PR #1509, opened 2026-08-15
fix(seed): let --force repair the Matterhorn showcase

### LINKED ISSUE #1508: Matterhorn showcase lost its OSM overlay layers, and the seeder's restore path cannot rebuild them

________________

▸ YOUR INSTRUCTIONS:
How many lines of the material above contain the string "Matterhorn"? Answer with the number only.

▸ WRITTEN RESPONSE:
2